▶ [Extracted records]

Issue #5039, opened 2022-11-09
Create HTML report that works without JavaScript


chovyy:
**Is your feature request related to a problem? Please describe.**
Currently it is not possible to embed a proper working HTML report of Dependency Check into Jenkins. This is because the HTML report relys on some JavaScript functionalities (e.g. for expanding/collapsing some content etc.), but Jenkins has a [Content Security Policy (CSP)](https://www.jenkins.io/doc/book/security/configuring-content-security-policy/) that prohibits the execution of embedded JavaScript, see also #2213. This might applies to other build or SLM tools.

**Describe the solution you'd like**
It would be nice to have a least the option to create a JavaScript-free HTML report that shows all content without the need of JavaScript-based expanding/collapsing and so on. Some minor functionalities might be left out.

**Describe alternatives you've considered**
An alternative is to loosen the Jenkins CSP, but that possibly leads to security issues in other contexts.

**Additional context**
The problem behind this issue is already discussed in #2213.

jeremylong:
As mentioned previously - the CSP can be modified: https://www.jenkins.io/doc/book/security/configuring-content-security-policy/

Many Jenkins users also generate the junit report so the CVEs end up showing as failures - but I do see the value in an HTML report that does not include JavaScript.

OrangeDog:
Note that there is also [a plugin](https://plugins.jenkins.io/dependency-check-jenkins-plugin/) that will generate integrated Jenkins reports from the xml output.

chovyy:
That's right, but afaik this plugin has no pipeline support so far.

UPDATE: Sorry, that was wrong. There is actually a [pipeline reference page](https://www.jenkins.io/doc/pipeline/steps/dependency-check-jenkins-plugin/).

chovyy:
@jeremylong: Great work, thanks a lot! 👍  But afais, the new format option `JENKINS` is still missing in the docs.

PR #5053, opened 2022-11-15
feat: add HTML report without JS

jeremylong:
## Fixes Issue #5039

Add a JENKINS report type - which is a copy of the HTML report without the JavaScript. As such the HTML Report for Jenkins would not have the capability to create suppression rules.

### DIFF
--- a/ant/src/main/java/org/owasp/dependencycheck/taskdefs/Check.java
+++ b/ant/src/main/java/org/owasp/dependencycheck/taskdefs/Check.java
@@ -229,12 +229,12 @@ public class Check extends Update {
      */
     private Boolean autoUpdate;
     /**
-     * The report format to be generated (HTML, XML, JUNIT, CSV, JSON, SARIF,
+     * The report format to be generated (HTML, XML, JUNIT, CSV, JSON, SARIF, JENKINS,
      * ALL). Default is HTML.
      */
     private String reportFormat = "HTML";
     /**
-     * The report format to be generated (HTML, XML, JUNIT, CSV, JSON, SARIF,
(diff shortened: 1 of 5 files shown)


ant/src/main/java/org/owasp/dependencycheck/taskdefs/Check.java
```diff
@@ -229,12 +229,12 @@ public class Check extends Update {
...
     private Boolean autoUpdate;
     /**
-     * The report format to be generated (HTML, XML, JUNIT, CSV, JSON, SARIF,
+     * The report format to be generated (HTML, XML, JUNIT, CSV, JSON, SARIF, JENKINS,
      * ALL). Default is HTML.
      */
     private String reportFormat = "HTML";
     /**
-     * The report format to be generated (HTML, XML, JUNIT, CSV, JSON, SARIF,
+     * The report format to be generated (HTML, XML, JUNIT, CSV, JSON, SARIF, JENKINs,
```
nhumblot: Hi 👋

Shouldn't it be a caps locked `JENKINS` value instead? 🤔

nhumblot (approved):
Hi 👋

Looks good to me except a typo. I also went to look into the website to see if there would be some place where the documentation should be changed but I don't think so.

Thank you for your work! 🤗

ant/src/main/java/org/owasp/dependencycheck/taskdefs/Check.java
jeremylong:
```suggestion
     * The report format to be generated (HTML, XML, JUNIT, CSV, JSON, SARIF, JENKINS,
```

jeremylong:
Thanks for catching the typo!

--

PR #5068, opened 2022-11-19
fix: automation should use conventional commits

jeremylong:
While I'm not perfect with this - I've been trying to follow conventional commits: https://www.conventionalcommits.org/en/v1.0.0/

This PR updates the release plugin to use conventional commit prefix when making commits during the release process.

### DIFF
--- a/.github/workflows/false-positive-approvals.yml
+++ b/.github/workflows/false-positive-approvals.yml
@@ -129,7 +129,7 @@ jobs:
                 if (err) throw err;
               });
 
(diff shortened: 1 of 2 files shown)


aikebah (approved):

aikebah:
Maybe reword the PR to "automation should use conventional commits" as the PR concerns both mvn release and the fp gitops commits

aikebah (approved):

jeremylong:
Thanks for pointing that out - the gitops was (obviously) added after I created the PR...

▶ [Exercise goal] For every line of the material that holds the word "release", make a copy.

▶ [Task solution]
This PR updates the release plugin to use conventional commit prefix when making commits during the release process.
Maybe reword the PR to "automation should use conventional commits" as the PR concerns both mvn release and the fp gitops commits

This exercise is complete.